*YOUR INSTRUCTIONS*. From the records below, return every line containing the word "seems".

*SOURCE MATERIAL*.
____________

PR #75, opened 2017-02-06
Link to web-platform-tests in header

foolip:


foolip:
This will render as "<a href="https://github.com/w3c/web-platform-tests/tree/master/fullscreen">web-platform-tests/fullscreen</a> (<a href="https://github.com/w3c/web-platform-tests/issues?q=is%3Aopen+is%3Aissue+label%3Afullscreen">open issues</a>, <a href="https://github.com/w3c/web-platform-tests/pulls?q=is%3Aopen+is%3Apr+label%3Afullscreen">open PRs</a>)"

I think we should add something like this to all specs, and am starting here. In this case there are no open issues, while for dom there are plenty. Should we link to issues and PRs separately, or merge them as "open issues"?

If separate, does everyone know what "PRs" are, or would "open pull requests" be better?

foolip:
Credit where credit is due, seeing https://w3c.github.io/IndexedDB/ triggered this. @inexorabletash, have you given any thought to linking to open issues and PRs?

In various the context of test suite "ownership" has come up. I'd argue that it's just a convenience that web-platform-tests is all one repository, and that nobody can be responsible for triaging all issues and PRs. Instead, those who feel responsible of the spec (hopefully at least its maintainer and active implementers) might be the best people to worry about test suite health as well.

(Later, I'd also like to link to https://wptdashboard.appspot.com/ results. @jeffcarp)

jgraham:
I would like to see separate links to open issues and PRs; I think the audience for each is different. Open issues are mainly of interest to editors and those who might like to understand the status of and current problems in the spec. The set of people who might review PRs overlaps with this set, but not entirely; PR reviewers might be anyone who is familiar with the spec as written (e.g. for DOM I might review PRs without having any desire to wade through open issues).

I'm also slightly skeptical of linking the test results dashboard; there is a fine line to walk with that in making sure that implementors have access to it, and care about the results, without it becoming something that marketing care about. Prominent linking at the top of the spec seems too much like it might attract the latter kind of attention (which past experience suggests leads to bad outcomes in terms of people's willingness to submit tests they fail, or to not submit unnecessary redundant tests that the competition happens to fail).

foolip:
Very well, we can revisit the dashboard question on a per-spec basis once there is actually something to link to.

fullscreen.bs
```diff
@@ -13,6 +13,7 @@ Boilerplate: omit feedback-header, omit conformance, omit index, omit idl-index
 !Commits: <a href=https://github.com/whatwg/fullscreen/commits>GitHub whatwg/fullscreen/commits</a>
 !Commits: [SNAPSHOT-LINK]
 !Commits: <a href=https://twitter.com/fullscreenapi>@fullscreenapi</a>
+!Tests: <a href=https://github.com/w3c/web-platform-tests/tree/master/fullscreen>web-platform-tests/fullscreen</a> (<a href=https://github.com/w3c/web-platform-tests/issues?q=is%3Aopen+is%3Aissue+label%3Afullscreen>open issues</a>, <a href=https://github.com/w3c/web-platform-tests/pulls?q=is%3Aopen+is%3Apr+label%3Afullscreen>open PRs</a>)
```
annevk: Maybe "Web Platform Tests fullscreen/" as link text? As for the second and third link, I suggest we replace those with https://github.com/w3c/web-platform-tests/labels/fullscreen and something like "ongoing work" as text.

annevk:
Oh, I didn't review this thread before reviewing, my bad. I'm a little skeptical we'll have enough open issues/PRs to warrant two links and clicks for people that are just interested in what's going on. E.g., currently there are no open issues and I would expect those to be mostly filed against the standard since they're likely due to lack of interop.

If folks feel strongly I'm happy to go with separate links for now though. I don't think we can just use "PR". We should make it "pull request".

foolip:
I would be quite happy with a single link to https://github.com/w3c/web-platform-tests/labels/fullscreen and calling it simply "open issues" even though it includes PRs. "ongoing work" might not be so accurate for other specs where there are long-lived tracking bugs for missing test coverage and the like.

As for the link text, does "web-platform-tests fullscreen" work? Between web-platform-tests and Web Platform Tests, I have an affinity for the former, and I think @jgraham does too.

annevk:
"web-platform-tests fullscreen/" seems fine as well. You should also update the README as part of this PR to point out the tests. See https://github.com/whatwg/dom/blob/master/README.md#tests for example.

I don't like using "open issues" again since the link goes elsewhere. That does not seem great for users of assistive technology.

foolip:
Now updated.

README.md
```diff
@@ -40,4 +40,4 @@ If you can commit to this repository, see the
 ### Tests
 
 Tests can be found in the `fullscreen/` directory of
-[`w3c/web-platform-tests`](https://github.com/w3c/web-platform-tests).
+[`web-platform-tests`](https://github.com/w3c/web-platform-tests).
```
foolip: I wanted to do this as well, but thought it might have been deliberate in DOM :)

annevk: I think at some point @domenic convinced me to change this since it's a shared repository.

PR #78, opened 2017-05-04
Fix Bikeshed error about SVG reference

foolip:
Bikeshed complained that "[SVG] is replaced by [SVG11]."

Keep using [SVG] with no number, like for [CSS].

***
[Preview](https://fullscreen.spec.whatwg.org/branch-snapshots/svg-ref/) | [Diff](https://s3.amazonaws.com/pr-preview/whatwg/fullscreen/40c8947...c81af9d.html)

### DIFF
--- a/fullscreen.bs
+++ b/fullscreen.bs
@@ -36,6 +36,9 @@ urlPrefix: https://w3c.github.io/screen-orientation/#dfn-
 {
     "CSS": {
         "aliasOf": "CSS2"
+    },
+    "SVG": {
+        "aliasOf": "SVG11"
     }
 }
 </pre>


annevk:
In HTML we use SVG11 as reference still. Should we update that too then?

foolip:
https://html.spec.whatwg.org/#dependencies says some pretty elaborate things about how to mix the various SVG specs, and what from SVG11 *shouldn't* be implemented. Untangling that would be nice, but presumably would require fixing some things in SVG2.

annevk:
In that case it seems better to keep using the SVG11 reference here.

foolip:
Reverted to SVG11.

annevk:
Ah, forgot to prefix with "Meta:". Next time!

____________

*WRITTEN RESPONSE*.
I'm also slightly skeptical of linking the test results dashboard; there is a fine line to walk with that in making sure that implementors have access to it, and care about the results, without it becoming something that marketing care about. Prominent linking at the top of the spec seems too much like it might attract the latter kind of attention (which past experience suggests leads to bad outcomes in terms of people's willingness to submit tests they fail, or to not submit unnecessary redundant tests that the competition happens to fail).
"web-platform-tests fullscreen/" seems fine as well. You should also update the README as part of this PR to point out the tests. See https://github.com/whatwg/dom/blob/master/README.md#tests for example.
In that case it seems better to keep using the SVG11 reference here.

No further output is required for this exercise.